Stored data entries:
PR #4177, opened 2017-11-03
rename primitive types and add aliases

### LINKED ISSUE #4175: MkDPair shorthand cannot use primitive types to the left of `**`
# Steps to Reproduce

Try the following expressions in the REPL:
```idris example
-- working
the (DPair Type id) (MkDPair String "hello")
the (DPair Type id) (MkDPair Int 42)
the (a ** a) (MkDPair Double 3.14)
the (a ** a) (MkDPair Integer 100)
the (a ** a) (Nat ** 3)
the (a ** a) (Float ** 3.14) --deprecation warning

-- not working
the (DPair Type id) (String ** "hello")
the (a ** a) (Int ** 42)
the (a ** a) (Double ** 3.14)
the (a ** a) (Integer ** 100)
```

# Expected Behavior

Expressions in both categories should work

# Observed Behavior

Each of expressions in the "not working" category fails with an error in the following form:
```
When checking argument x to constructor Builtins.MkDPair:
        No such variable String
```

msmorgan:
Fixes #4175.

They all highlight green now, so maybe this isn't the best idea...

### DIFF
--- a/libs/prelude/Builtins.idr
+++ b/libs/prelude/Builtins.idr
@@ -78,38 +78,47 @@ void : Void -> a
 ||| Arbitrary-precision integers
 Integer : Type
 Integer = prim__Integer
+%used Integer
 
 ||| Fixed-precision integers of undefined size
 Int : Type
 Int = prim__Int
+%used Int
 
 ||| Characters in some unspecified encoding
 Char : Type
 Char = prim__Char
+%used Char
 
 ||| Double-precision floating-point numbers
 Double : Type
---
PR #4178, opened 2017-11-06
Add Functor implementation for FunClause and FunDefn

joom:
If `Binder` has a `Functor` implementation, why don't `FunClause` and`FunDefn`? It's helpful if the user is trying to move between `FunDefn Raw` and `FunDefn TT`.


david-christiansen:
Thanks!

WHAT THIS TASK INVOLVES:
When you reach the line containing "PR #4177, opened 2017-11-03" in the data above, start copying exactly, and stop after the line containing "Fixes #4175.".

RESULT OF THE TASK:
PR #4177, opened 2017-11-03
rename primitive types and add aliases

### LINKED ISSUE #4175: MkDPair shorthand cannot use primitive types to the left of `**`
# Steps to Reproduce

Try the following expressions in the REPL:
```idris example
-- working
the (DPair Type id) (MkDPair String "hello")
the (DPair Type id) (MkDPair Int 42)
the (a ** a) (MkDPair Double 3.14)
the (a ** a) (MkDPair Integer 100)
the (a ** a) (Nat ** 3)
the (a ** a) (Float ** 3.14) --deprecation warning

-- not working
the (DPair Type id) (String ** "hello")
the (a ** a) (Int ** 42)
the (a ** a) (Double ** 3.14)
the (a ** a) (Integer ** 100)
```

# Expected Behavior

Expressions in both categories should work

# Observed Behavior

Each of expressions in the "not working" category fails with an error in the following form:
```
When checking argument x to constructor Builtins.MkDPair:
        No such variable String
```

msmorgan:
Fixes #4175.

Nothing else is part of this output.